→ **Exercise**: Begin at the line containing "This pull request adds" in the data below and go on through the line containing "DFurnes, line 41: If", repeating each line exactly; include both ends and no other line.
[[ Provided records, beginning ]]
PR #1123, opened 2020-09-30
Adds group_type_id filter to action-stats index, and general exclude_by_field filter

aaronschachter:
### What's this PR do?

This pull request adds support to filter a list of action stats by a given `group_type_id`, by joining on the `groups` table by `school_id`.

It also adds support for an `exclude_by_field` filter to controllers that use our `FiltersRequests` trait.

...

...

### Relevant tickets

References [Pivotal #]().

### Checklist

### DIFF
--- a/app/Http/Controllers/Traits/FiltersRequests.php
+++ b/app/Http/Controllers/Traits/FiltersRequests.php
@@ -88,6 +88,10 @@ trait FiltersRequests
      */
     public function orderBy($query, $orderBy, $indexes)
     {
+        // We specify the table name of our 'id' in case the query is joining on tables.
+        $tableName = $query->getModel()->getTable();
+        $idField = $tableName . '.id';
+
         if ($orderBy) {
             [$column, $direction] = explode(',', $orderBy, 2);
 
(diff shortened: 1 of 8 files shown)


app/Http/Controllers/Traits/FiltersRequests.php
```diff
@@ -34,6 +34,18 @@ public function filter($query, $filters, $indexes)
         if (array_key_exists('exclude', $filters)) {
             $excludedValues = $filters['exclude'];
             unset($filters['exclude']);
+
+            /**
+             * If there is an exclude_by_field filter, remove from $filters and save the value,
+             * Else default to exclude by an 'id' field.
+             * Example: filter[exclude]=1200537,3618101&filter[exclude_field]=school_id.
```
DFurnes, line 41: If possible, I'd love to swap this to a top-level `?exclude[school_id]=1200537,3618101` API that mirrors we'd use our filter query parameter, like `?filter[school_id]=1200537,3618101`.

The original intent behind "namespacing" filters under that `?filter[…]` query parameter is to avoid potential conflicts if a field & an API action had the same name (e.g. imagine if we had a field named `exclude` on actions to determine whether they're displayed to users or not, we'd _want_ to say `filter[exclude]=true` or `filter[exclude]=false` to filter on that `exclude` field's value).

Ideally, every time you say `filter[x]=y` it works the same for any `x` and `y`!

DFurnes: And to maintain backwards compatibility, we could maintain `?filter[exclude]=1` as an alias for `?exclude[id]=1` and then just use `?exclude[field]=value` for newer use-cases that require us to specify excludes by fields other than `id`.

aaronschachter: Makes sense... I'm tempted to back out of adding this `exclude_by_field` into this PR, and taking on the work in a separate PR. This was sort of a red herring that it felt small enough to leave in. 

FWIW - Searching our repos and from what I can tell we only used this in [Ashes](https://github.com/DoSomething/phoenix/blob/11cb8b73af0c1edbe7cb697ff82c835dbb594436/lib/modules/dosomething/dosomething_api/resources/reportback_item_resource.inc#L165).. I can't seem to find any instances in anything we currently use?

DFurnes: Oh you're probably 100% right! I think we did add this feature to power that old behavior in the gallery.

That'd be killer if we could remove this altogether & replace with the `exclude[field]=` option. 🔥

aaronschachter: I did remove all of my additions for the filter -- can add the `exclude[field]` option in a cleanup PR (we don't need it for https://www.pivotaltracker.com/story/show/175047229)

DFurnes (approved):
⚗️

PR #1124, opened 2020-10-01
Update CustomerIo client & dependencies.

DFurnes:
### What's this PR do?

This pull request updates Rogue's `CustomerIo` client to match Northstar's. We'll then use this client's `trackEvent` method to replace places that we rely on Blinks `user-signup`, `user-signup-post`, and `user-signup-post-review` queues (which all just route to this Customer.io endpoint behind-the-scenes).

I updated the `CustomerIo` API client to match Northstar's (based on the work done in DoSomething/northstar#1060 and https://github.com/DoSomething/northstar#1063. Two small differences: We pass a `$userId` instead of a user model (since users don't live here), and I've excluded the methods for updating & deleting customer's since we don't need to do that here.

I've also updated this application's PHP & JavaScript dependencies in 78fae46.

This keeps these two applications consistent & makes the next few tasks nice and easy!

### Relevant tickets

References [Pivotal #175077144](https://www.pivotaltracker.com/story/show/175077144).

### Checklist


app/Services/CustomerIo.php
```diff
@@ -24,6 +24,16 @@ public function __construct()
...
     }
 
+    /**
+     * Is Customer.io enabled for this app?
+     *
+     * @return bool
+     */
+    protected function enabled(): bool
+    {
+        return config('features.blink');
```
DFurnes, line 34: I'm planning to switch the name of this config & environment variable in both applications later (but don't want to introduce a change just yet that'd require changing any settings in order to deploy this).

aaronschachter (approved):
[[ Provided records, end ]]
→ **Your response**:
This pull request adds support to filter a list of action stats by a given `group_type_id`, by joining on the `groups` table by `school_id`.

It also adds support for an `exclude_by_field` filter to controllers that use our `FiltersRequests` trait.

...

...

### Relevant tickets

References [Pivotal #]().

### Checklist

### DIFF
--- a/app/Http/Controllers/Traits/FiltersRequests.php
+++ b/app/Http/Controllers/Traits/FiltersRequests.php
@@ -88,6 +88,10 @@ trait FiltersRequests
      */
     public function orderBy($query, $orderBy, $indexes)
     {
+        // We specify the table name of our 'id' in case the query is joining on tables.
+        $tableName = $query->getModel()->getTable();
+        $idField = $tableName . '.id';
+
         if ($orderBy) {
             [$column, $direction] = explode(',', $orderBy, 2);
 
(diff shortened: 1 of 8 files shown)


app/Http/Controllers/Traits/FiltersRequests.php
```diff
@@ -34,6 +34,18 @@ public function filter($query, $filters, $indexes)
         if (array_key_exists('exclude', $filters)) {
             $excludedValues = $filters['exclude'];
             unset($filters['exclude']);
+
+            /**
+             * If there is an exclude_by_field filter, remove from $filters and save the value,
+             * Else default to exclude by an 'id' field.
+             * Example: filter[exclude]=1200537,3618101&filter[exclude_field]=school_id.
```
DFurnes, line 41: If possible, I'd love to swap this to a top-level `?exclude[school_id]=1200537,3618101` API that mirrors we'd use our filter query parameter, like `?filter[school_id]=1200537,3618101`.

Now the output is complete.